Motivation
Data availability is not objectively attributable as everyone has to sample independently to be sure if data is available or to download the whole block.
The motivation for this short post is to see how strong you can make an oracle that attests to data availability that lives in the state machine of another blockchain. In particular, we want to see how we can provide the best guarantee for relaying Celestia’s availability.
Previous Work
One proposal by @musalbas was Towards on-chain non-interactive data availability proofs. The main problem the protocol was trying to solve was the selective disclosure attack and make the smart contract receive data chunks through a randomly generated onion circuit. This required on-chain private randomness, which is non-viable as of this writing.
A follow-up proposal by @adlerjohn was On-Chain Non-Interactive Data Availability Proofs, which, in essence, has the same conclusion as this post.
Should the majority of main chain block producers attack the main chain to cause a safety violation, social governance can be used to mitigate this.
This post explores what happens if you base the entire construction on deriving Celestia’s social consensus.

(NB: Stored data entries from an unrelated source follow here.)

PR #24972, opened 2023-04-06
run-ab-platform.sh uses docker compose v2

gosusnp:
## What

The `run-ab-platform.sh` is checking docker compose v1 syntax, since our `docker-compose.yaml` leverages v2 feature, we should explicitly check for v2.

## How

Check and use docker compose v2

## 🚨 User Impact 🚨

We'll fail explicitly if docker compose v2 isn't found.

### DIFF
--- a/run-ab-platform.sh
+++ b/run-ab-platform.sh
@@ -134,8 +134,9 @@ if test $(tput cols) -ge 64; then
 fi
 
 ########## Dependency Check ##########
-if ! which -s docker-compose; then
-  echo "$red_text""docker compose not found! please install docker compose!""$default_text"
+if ! docker compose version >/dev/null 2>/dev/null; then
+  echo -e "$red_text""docker compose v2 not found! please install docker compose!""$default_text"
+  exit 1
 fi
 
 Download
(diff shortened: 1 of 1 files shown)


run-ab-platform.sh
```diff
@@ -134,8 +134,9 @@ if test $(tput cols) -ge 64; then
 fi
 
 ########## Dependency Check ##########
-if ! which -s docker-compose; then
-  echo "$red_text""docker compose not found! please install docker compose!""$default_text"
+if ! docker compose version >/dev/null 2>/dev/null; then
```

Suppose a chain (receiving chain) receives an attestation on the availability of Celestia. What happens if we can assume that the validators of the receiving chain will be socially slashed when relaying the wrong attestation?
Construction
When you naively relay Celestia’s data root, you have a ⅔ honest majority assumption on its availability. This is because on-chain light clients cannot sample (since they’re on-chain) and don´t download the whole block (since they’re light clients). We can at least verify the correctness of consensus, which in this case is CometBFT. Celestia validators will be socially slashed in case of a data-withholding attack, but this does not prevent the attack itself. The question is now if you can punish the validators of the receiving chain that accept a data root that is not available.
Let’s take the simplest approach: We want to relay the availability to a second CometBFT chain. Each validator of the receiving chain votes whether data is available for a given data root; if more than ⅔ of validators think that the data is available, we deem it available. Let’s look at all the possible cases.
If it is available but the validator votes ‘not available,’ then the attack will only delay the interaction with the DataRoot, resulting in a liveness failure but not the theft of funds. Votes are additive, as availability is a unidirectional property. Something that is deemed available now is not expected to be unavailable later. Therefore, you can always vote available later and unavailable only after a certain timeout during which you failed to sample.
If validators are voting available even though it is not, then the most damage can be done here. How can we disincentivize the validators lying about it? This can be punished through social slashing derived from the social slashing of Celestia validators.
After a data withholding attack, Celestia’s validators will be slashed. After the slashing of Celestia validators, the validators of the receiving chain will be socially slashed when dishonest. This way, the validators are incentivized to be honest about the availability. The assumption here is that Celestia’s social consensus can influence the social consensus of the receiving chain, so this works for native, and Celestia aligned integrations much better than for something like Ethereum. Ethereum validators would have to fork on a data withholding attack, and all full nodes would have to embed Celestia light nodes in the first place. The nodes of the receiving chain are required to run light nodes to enforce Celestia`s social consensus.
The selective disclosure attack can be a severe problem, as validator IP addresses are not that hard to find. One mitigation could be to run multiple light nodes not connected to the validator’s IP, increasing the number of samples in the network as a bonus. You can even run a Celestia full node or, in the future, Celestia upgrades using some form of mixnet to prevent the selective disclosure attack by design.
Conclusion:
If a separate chain receives the DataRoot, then derived social consensus can increase the guarantee of correct availability by potentially slashing the dishonest validators of the receiving chain. Validators are now incentivized to be honest about voting on availability because users of the receiving chain run light nodes of Celestia.